(Directions for this task)
Read the entries that follow and give each one again precisely.

(Exercise materials)

______

PR #276, opened 2022-09-13
feat(core/adapters): add morpho-specific adapter

jparklev:
## Motivation

Morpho distributes rewards periodically in chunks, rather than continuously

## Solution

Allow anyone to push the accrued rewards into an address of our chosing, from we could then use to airdrop the reward tokens retroactively to previous YT holders.

Also we shouldn't feel rushed to deploy this without tests or anything since we're not actually launching tomorrow, just wanted to get something on the table

## Implementer Checklist

### DIFF
--- a/pkg/core/src/adapters/implementations/morpho/MorphoAdapter.sol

______

(Result for this exercise)
PR #276, opened 2022-09-13
feat(core/adapters): add morpho-specific adapter

jparklev:
## Motivation

Morpho distributes rewards periodically in chunks, rather than continuously

## Solution

Allow anyone to push the accrued rewards into an address of our chosing, from we could then use to airdrop the reward tokens retroactively to previous YT holders.

Also we shouldn't feel rushed to deploy this without tests or anything since we're not actually launching tomorrow, just wanted to get something on the table

## Implementer Checklist

### DIFF
--- a/pkg/core/src/adapters/implementations/morpho/MorphoAdapter.sol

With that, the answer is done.